One leading theory that investigators are considering is that the suspects sprayed an irritant, perhaps bear spray, that caused Sicknick to suffer a fatal reaction, the official said and CNN has previously reported.

It was claimed weeks ago that some rioters were armed with bear spray. Images of them spraying something featured in the Dems’ impeachment presentation today too. “By the time I got there, you know, officers were already getting sprayed with whatever these individuals had, which, you know, I believe they had bear mace which is literally used for bears,” said one D.C. cop to WUSA, adding that she was sprayed with it and it sealed her eyes shut. A poison-control expert told the same news outlet that the mob might have preferred bear spray to pepper spray because it’s less regulated. In some states you’re required by law to register a purchase of mace, but not so with bear spray.
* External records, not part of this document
PR #146, opened 2018-12-10
Fix hexBinary with non-byte lengths or non-byte boundaries

stevedlawrence:
- Elements with xs:hexBinary type no longer take into account byte order
  when reading bytes. Previously, Daffodil used an algorithm where the
  hex binary was essentially the hex binary representation of the
  non-negative integer of the same bit length. This is wrong and not
  compatible with the specification (for example, the little endian hex
  binary how the bytes in the reverse order). This changes Daffodil so
  it now reads eight bits at time and converts each eight bits to hex
  binary digits. The eights bits are read according to the bitOrder, and
  if less than eight bits are available, zero bit padding is applied to
  either the left or right according to the bit order to reach a
  full byte.
- This is a non-backwards compatible change, but makes Daffodil now
  compatible with the DFDL specification. Any hexBinary element that
  either had little endian byte order or were non-byte size lengths
  will now have different output.

DAFFODIL-2019

### DIFF
--- a/daffodil-runtime1/src/main/scala/org/apache/daffodil/processors/parsers/HexBinaryLengthParsers.scala
+++ b/daffodil-runtime1/src/main/scala/org/apache/daffodil/processors/parsers/HexBinaryLengthParsers.scala
@@ -22,6 +22,7 @@ import java.lang.{ Long => JLong }
 import org.apache.daffodil.processors.ElementRuntimeData
 import org.apache.daffodil.processors.LengthInBitsEv
 import org.apache.daffodil.processors.Processor
+import org.apache.daffodil.schema.annotation.props.gen.BitOrder
 import org.apache.daffodil.schema.annotation.props.gen.LengthUnits
 import org.apache.daffodil.util.Numbers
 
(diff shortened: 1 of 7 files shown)


daffodil-runtime1/src/main/scala/org/apache/daffodil/processors/parsers/HexBinaryLengthParsers.scala
```diff
@@ -36,7 +37,30 @@ sealed abstract class HexBinaryLengthParser(override val context: ElementRuntime
     } else if (!dis.isDefinedForLength(nBits)) {
       PENotEnoughBits(start, nBits, dis.remainingBits)
     } else {
-      val array = start.dataInputStream.getByteArray(nBits, start)
+      // We cannot use dataInputStream.getByteArray(nBits) because that
+      // function takes into account byteOrder. hexBinary should completely
+      // ignore byteOrder, only taking into account bitOrder. To do this, we
+      // want to just repeatedly read 8 bit's at a time and add them to an
+      // ByteArray, effecitively ignoring bytOrder.
```
mbeckerle: Typo "bytOrder"

stevedlawrence: Fixed.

Is that what happened to Sicknick? Read the excerpt again. It sounds like the feds now *are* focused on a specific incident that happened that day that was caught on video as the possible cause of his death. Maybe the medical examiner has already identified an allergic reaction of some kind as the cause of death and cops are trying to pinpoint when that substance may have entered Sicknick’s lungs.

Exit question: It’d be nice if the Capitol Police held a press conference, say, once a month to update the public on what its latest information about the Capitol attack, no? They surely have some information on Sicknick’s death which they could share and clear this up.